Each time cells duplicate their DNA to share and grow, their telomeres get a little bit shorter. When telomeres become so short that they can no longer effectively protect chromosomes, the cells get a signal to stop sharing permanently. But sometimes, due to carcinogenic viruses or other factors, the cells do not receive the message and continue to divide. With dangerously short or missing telomeres, cells enter a condition called crisis, where the unprotected chromosomes can digest and become dysfunctional ̵
Karlseder's team wanted to better understand the crisis – both because crisis often results in widespread cell death that prevents precancerous cells from continuing to full blown cancer and since the mechanism underlying this beneficial cell death is not well understood.
"Many researchers believed that cell death in crisis occurs through apoptosis, which together with autophagy is one of two types of programmed cell death," said Joe Nassour, a postdoctoral researcher in the Karlseder Laboratory and the paper's first author. "But no one did experiments to find out if it really was the case."
To investigate the crisis and cell death that usually followed, Karlseder and Nassour used healthy human cells to drive a series of experiments where, in comparison, cells normally grow with cells as they are forced into crisis. By inactivating various growth-limiting genes (also known as tumor suppressor genes), their group enabled the cells to replicate with abandon, their telomeres become shorter and shorter during the process.

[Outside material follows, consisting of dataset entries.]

PR #6002, opened 2018-03-10
fix later commands overwriting earlier commands

### LINKED ISSUE #6001: wait commands wipe out nearby modifiers
The scancode translation logic has a flaw in which any `wait` commands appearing just after `<leftAltOff>` or similar special commands, cause the specials to be skipped. The implementation code mistakenly reassigns `scancode` rather than appending to it, and the log reflects that the commands are being identified, only to be dropped just before they would have been sent to `VBoxManage`.

- Packer version: Packer v1.2.2-dev
- Host platform: macOS 10.13 High Sierra

Example:

https://github.com/mcandre/packer-templates/blob/0e120057046111b6024ec6904b65cbe531c3fb70/haiku/haiku.json#L66

The `<leftAltOff>` command is never actually executed, overridden by the `<wait5>`, causing the rest of the `boot_command` to fail as the left Alt key remains stuck on for the rest of the script.

mcandre:
Prevent later commands like `wait` from wiping out any earlier commands like `<leftAltOff>`.

Closes #6001

### DIFF
--- a/builder/virtualbox/common/step_type_boot_command.go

Knowing the type of cell death responsible for the major deaths in crisis examined the morphological and biochemical markers of both apoptosis and autophagy. Although both mechanisms were responsible for a small number of cells that die in the normally growing cells, autoscience was by far the dominant mechanism of cell death in the crisis group, where many more cells died.
The researchers then explored what happened when they prevented autophagy in the crisis cells. The results were striking: without cell death via autophagy to stop them replicating the cells tirelessly. Furthermore, when the team looked at the chromosomes of these cells, they were fused and disfigured, indicating that severe DNA damage by the species seen in cancer cells occurred and revealed autophagy to be an important early cancer suppression mechanism.
Finally, the team tested what happened when they induced specific types of DNA damage in normal cells, either to the ends of the chromosomes (via telomertab) or to middle regions. Cells with telomeric loss activated autophagy, while cells with DNA damage in other chromosomal regions activated apoptosis. This shows that apoptosis is not the only mechanism for destroying cells that can be precancerous due to DNA damage and that there is direct cross-talk between telomeres and autophagy.
The work reveals that rather than being a mechanism that burns unused growth of cancer cells (by cannibalizing other cells to recover raw materials), autophagy is actually a protection against such growth. Without autophagy, cells that lose other safety measures, such as tumor suppressive genes, progress to a crisis situation for uncontrolled growth, rampant DNA damage – and often cancer. (When cancer has started, autopage blocking may still be a valid strategy for starving a tumor, as a 2015 study by Salk Professor Reuben Shaw, a co-author of the current paper discovered.)
Karlseder, who holds Donald and Darlene Shiley Chair adds: "This work is exciting because it represents so many brand new discoveries. We didn't know it was possible for cells to survive the crisis; we didn't know that autophagy is involved in cell death in crisis; we certainly didn't know how autophagy prevents the accumulation of genetic damage. It opens up a whole new field of research that we are eager to continue. "
The next researcher plans to investigate closer the fragmentation in cell death pathways thereby causing damage to chromosome ends (telomeres) to autophagy while damaging others parts of chromosomes lead to apoptosis.